PR #1910, opened 2026-05-19
Dune Awakening Retail update

PhonicUK:
Updated for the retail release of the server, supports full instance orchestration to support deep desert etc.


rumpel179:
Why is this version now usable only with Docker or Podman? It worked perfectly fine without them before. I really can't understand why we are now being forced to use Docker and similar tools. I have so many people here using AMP precisely because Docker isn't a mandatory requirement. It's a shame that it has been implemented this way. Still, thanks for your excellent work up to this point—we were at least able to host the game for a few days as it was. Bye!

IceOfWraith:
> Why is this version now usable only with Docker or Podman? It worked perfectly fine without them before. I really can't understand why we are now being forced to use Docker and similar tools. I have so many people here using AMP precisely because Docker isn't a mandatory requirement. It's a shame that it has been implemented this way. Still, thanks for your excellent work up to this point—we were at least able to host the game for a few days as it was. Bye!

What's the concern with using Docker or Podman? It's as easy as running `getamp installPodman` on Linux usually. This server is one where making it required does make sense because the ridiculous amount of dependencies.

rumpel179:
Sorry, but there are simply people who would prefer a "No Docker, No Podman" version. It’s not even about—as you put it—those few "ridiculous" dependencies. Why aren't we given the option to make it available *without* Docker, just like all the other instances? Given your level of expertise, surely it shouldn't be a problem to offer one version *with* Docker/Podman and another—just like the others—*without* it. If the old version had simply been left in place, that would have been perfectly fine. Best regards.

IceOfWraith:
You didn't really provide a reason. Docker and Podman are designed to work within AMP transparently so you shouldn't even know it's there. It eliminated the need for you to manually setup your server. I don't really see a downside. As for why on this template? Not sure. Mike set it up so he would know why. I suspect it needs to be isolated due to the multiple moving parts.

rumpel179:
One of the main reasons why I prefer to avoid Docker, Podman, and similar container-based solutions in the gaming/hosting environment is due to bad experiences in the past. While these systems may look flexible and modern at first, in practice they often introduced additional complexity and unnecessary maintenance overhead.

Especially with game servers or latency-sensitive applications, I repeatedly encountered performance and networking issues, higher resource usage, and complications related to updates, file permissions, backups, and troubleshooting. There were also recurring compatibility problems with mods, plugins, or certain custom server setups.

Because of this, I now generally prefer simpler and more direct solutions without an additional container layer, especially when stability, transparency, and ease of maintenance are the main priorities. bye

PhonicUK:
> Why is this version now usable only with Docker or Podman? It worked perfectly fine without them before. I really can't understand why we are now being forced to use Docker and similar tools. I have so many people here using AMP precisely because Docker isn't a mandatory requirement. It's a shame that it has been implemented this way. Still, thanks for your excellent work up to this point—we were at least able to host the game for a few days as it was. Bye!

@rumpel179 If it were possible without Docker or Podman I would have made it so. This is *just* for this game because of its unique requirements.

The problem is that the original server requires access to parts of the host system that are normally only accessible as *root* - so AMP would not be able to write the required information to those areas for the server process to read.

Inside a container, this isn't a problem because we can make an exception inside that container safely - but without it there's no way for AMP to give itself permission to write to those areas.

The particular areas that are required are also *security sensitive* - so not only is it not practical, it would be outright entirely unsafe to expose the particular files in question on a real host system.

The reason the *old* version worked without a container is because it lacked the orchestration layer, you couldn't visit the deep desert, Arrakeen, or any of the instances and encounters - you only had access to the Hagga Basin and the overmap. So most of the game was unplayable on the original non-Docker template.

Now you could manually remove the line that tells AMP it has to run in a container and it will start up, but you won't be able to play most of the game and a lot of the features won't work or behave correctly. If that's what you want to do and just stay in Hagga Basin then that's fine, but obviously that's not something that is reasonable to ship in general.

Requirements like this are *never* arbitrary, they are *always* carefully considered with regards to functionality, safety, security and performance.

PR #1911, opened 2026-05-21
Add Generic template for The Bus (German/English)

BroGamerYT:
This pull request adds a Generic module template for The Bus Dedicated Server.

Key Features:
- Supports both German and English localizations.
- Uses a Proton/Wine GE compatibility layer to run the Windows server binary on Linux hosts, solving the native Linux crash due to AVX2 requirements on older server CPUs.
- Fully tested and working with custom ports and Steam Workshop key configuration.


IceOfWraith:
Only English submissions should be submitted. There's a separate https://github.com/CubeCoders/AMPTranslations repo for other languages. I'll take a look at the template now.

IceOfWraith:
I can't find anything online regarding the AVX2 requirements or how Proton fixes that. Can you share where you're seeing it? I suspect my search results are just bad since "the bus" is a pretty generic search term.

IceOfWraith:
Closing due to signs of using either the config gen or AI to generate this one. If you clean it up using the new version of the config gen it may be accepted. But the answers above would need addressed still.

PR #1940, opened 2026-07-10
Fix player regex & add 2 new convars

killaketa:
Fix player join, leave, & chat regex so player count works properly. Also added 2 ConVars to the config. g_friendlySaber should've been included alongside g_friendlyFire as it is essentially friendlyFire but for lightsabers. g_privateduel enables the ability for 2 players to 1v1 duel each other.


killaketa:
Also changed g_allowvote into a number input on the config since its a bitflag in OpenJK (the server used for JKA on AMP) and modern forks.

PR #1941, opened 2026-07-11
Draft: Add The Riftbreaker Dedicated server template

CostcoFanboy:
Adds an AMP Generic module template for The Riftbreaker dedicated server (Steam app 4114030). Supports Windows and Linux (wine for Linux).

Made it work on Windows, not tested yet in Linux hence draft.


riftbreakerwinescript.sh
CostcoFanboy, line 1: Follows the pattern I was in v-rising and space-engineers.

Greelan:
Why reinvent the wheel?

PR #1945, opened 2026-07-22
Update Palworld to include a multi-threading suggestion for 1.0

klopsknoedel:
This adds a hint to the multi-threading settings to warn about potential performance degradation with Palworld 1.0+
I've tested this myself and enabling multi-threading in v1 may cause some issues. For example base/camp-inventories can get out of sync. If you use some materials at a workbench, the consumption may not be reflected to the client where you "have" the exact same amount of materials as before crafting.
Also rubber banding can be slightly worse and other sync/concurrency issues can occur.

So, at least, users should be warned about turning this setting on for Palworld 1.0

This also reflects the official server arguments description: https://docs.palworldgame.com/settings-and-operation/arguments/#regarding-performances


IceOfWraith:
Thank you!

PR #1950, opened 2026-08-03
Ark SA template add Cryopod related settings

BlackLamb:
Added settings for the Cryopod and Cryofridge that allow them to act closer to how Ark SE works. The three settings are:

- Disabling the requirement for a Cryofridge to use a Cryopod 
- Disabling the enemy check for deploying Cryopods
- Allowing Cryofridges on saddles and rafts


IceOfWraith:
Linking this to another pull request so they both can be merged together. https://github.com/CubeCoders/AMPTemplates/pull/1831

PR #1951, opened 2026-08-03
Add proper UserJoin, UserLeave, and UserChat regex alongside important ConVar fix

killaketa:
The UserJoin/Leave/Chat regex in Jedi Academy was completely empty so I made some to properly account for players and bots. Players have a choice of joining with no GUID which passes a GUID of `NOGUID` to the server. There is a dropdown list added to the server config which allows hosters to either ignore or account for bots and NOGUID players. 

The `g_allowVote` convar was described and set incorrectly. It is actually a bitflag which allows the hoster to enable/disable certain aspects of voting (see [OpenJK CallVote function](https://github.com/JACoders/OpenJK/blob/1a6a643427aa347553e9073dac5570b33337c4d9/codemp/game/g_cmds.c#L2139)). Ive also added the `g_privateduel` and `g_friendlysaber` convars into the config which enable private dueling between players & enable friendly fire damage with lightsabers.


IceOfWraith:
Thank you! I've made some tweaks to the changes you proposed. If they look okay I'll get this merged.

killaketa:
Thank you for the convar & description updates but the regex should be reverted to ignore the digit and player endpoint, occasionally the server doesn't print them in certain disconnect messages. Keeping it a wildcard stops the regex from breaking in those rare scenarios. The only real reliable way to track players is the OpenJK GUID (granted the player didn't disable it).

IceOfWraith:
Understood. Got that change reverted!

IceOfWraith (approved):

PR #1953, opened 2026-08-06
Update FiveM, RedM, and txAdmin Templates

Sethy1124:
Don't mind the messy commits :P

**Changes:**
Global
- Updated AppReadyRegex. Cfx Nucleus is being deprecated.
- Changed the Linux Executable to the run.sh file provided in the server artifacts.
- Disabled SleepMode. Cfx servers can take a significant amount of time to start, so sleeping seems impractical.

FiveM & RedM
- Changed ExitMethod. quit causes the server to restart rather than shutdown
- Reorganized server.cfg. The main issue was access control being below the resources. This will cause issues with ace commands not being applied to their respective scripts.
- Removed serverProfile from the command line args. Simply not needed since it was set to default.

FiveM
 - Clarified GTA V Legacy in Title and Description
 - Added New Game Build.

RedM

txAdmin
- Removed the Environmental Variables from the CommandLineArgs. The variables that were used are outdated.

Another issue is that the RCON in FiveM and RedM is not working. The server returns that the RCON password is not set. Adding it to the server.cfg would work; however, I was not sure how to implement the password being mapped to the config.


IceOfWraith:
I started testing this against FiveM first but I don't see that startup message. I was trying against the "Latest" release. Is there one you were testing against I can mirror on my side?

Sethy1124:
Yes, you are correct. That message is only present if txAdmin is being used, silly me. I suppose the next best option for txAdmin-less servers would be checking that the license key authenticated.


Ideally, in my opinion, the FiveM and RedM templates should be deprecated entirely. While it may seem counterintuitive to have two "server managers" overlapping, txAdmin can do a lot that AMP cannot.

IceOfWraith:
I reverted a few of the changes that were based on opinions rather than functionality. And tweaked a few others further. Please let me know if you see any issues otherwise we can get this merged.

I switched the name back to remove Legacy since there's an early access build of Enhanced FiveM which I'd like to see added to this template eventually.

For future reference, we don't typically allow using a script as an executable aside form rare cases. The proper way to handle it is running the commands/setup from the script within AMP's settings like it already was.

txadmin.kvp
```diff
@@ -22,20 +22,20 @@ Meta.ExtraContainerPackages=[]
...
-App.ExecutableWin=server/FXServer.exe
-App.ExecutableLinux=server/run.sh
+App.ExecutableWin=server\FXServer.exe
+App.ExecutableLinux=server/alpine/opt/cfx-server/ld-musl-x86_64.so.1
 App.WorkingDir=server-data
-App.LinuxCommandLineArgs=
+App.LinuxCommandLineArgs=--library-path "{{$FullBaseDir}}server/alpine/usr/lib/v8/:{{$FullBaseDir}}server/alpine/lib/:{{$FullBaseDir}}server/alpine/usr/lib/" -- "{{$FullBaseDir}}server/alpine/opt/cfx-server/FXServer" +set citizen_dir "{{$FullBaseDir}}server/alpine/opt/cfx-server/citizen/"
 App.WindowsCommandLineArgs=
-App.CommandLineArgs={{$PlatformArgs}}
+App.CommandLineArgs={{$PlatformArgs}} +set txAdminPort {{$txAdminPort}} +set txAdminInterface {{$ApplicationIPBinding}}
```
Sethy1124: According to the txAdmin docs. These convars are deprecated. [Source](https://github.com/citizenfx/txAdmin/blob/master/docs/env-config.md)

IceOfWraith: You're absolutely right. Not sure how I didn't catch that in the documents.

IceOfWraith:
I've gone ahead and merged this one since it's impacting so many people. But if you see anything else off let me know and I can merge it directly.

Sethy1124:
Everything should be good for now. I'll see about adding Enhanced in the future, likely once asset escrow has been implemented. 

Thanks for the help and info. I'll have a cleaner commit list next time :)

IceOfWraith:
No, it was good!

**WORK TASK**:
Scan the data above for the string "German". Copy every line in which it appears.

**ANSWER TO THE EXERCISE**:
Add Generic template for The Bus (German/English)
- Supports both German and English localizations.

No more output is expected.